About this task
Write down exactly the lines of the records below, beginning with the first and ending with the line that includes "2is10, line 12: Removed".

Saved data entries
▼

PR #13338, opened 2015-01-27
no longer need to use ng-src or ng-href for safety here

2is10:
...since a recommended library card is only ever rendered when its data is already present.
@yipingliao

### DIFF
--- a/kifi-backend/modules/shoebox/angular/src/libraries/libraryCard.tpl.html
+++ b/kifi-backend/modules/shoebox/angular/src/libraries/libraryCard.tpl.html
@@ -9,16 +9,16 @@
       <div class="kf-keep-lib-body">
         <div class="kf-keep-lib-header">
           <div class="kf-keep-lib-name-container kf-keep-title">
-            <a class="kf-keep-lib-name" ng-href="{{library.url}}" ng-attr-title="{{library.name}}" ng-bind-html="library.name" ng-click="clickLibraryCallback()"></a>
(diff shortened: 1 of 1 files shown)


kifi-backend/modules/shoebox/angular/src/libraries/libraryCard.tpl.html
```diff
@@ -9,16 +9,16 @@
       <div class="kf-keep-lib-body">
         <div class="kf-keep-lib-header">
           <div class="kf-keep-lib-name-container kf-keep-title">
-            <a class="kf-keep-lib-name" ng-href="{{library.url}}" ng-attr-title="{{library.name}}" ng-bind-html="library.name" ng-click="clickLibraryCallback()"></a>
+            <a class="kf-keep-lib-name" href="{{library.url}}" ng-click="clickLibraryCallback()">{{library.name}}</a>
```
2is10, line 12: Removed the `title` attribute. I find it annoying on most libraries. I think `kfEllipsis` should add it only if text is elided. I’ll take care of that eventually.

2is10, line 12: Also rendering `library.name` as plain text instead of HTML. Important distinction. My [HTML Examples (e.g. &lt;b&gt; and &amp;quot;)](https://www.kifi.com/jaredfortytwo/html-examples) library would have rendered incorrectly here.

yipingliao:
Thanks!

▲

Result
PR #13338, opened 2015-01-27
no longer need to use ng-src or ng-href for safety here

2is10:
...since a recommended library card is only ever rendered when its data is already present.
@yipingliao

### DIFF
--- a/kifi-backend/modules/shoebox/angular/src/libraries/libraryCard.tpl.html
+++ b/kifi-backend/modules/shoebox/angular/src/libraries/libraryCard.tpl.html
@@ -9,16 +9,16 @@
       <div class="kf-keep-lib-body">
         <div class="kf-keep-lib-header">
           <div class="kf-keep-lib-name-container kf-keep-title">
-            <a class="kf-keep-lib-name" ng-href="{{library.url}}" ng-attr-title="{{library.name}}" ng-bind-html="library.name" ng-click="clickLibraryCallback()"></a>
(diff shortened: 1 of 1 files shown)


kifi-backend/modules/shoebox/angular/src/libraries/libraryCard.tpl.html
```diff
@@ -9,16 +9,16 @@
       <div class="kf-keep-lib-body">
         <div class="kf-keep-lib-header">
           <div class="kf-keep-lib-name-container kf-keep-title">
-            <a class="kf-keep-lib-name" ng-href="{{library.url}}" ng-attr-title="{{library.name}}" ng-bind-html="library.name" ng-click="clickLibraryCallback()"></a>
+            <a class="kf-keep-lib-name" href="{{library.url}}" ng-click="clickLibraryCallback()">{{library.name}}</a>
```
2is10, line 12: Removed the `title` attribute. I find it annoying on most libraries. I think `kfEllipsis` should add it only if text is elided. I’ll take care of that eventually.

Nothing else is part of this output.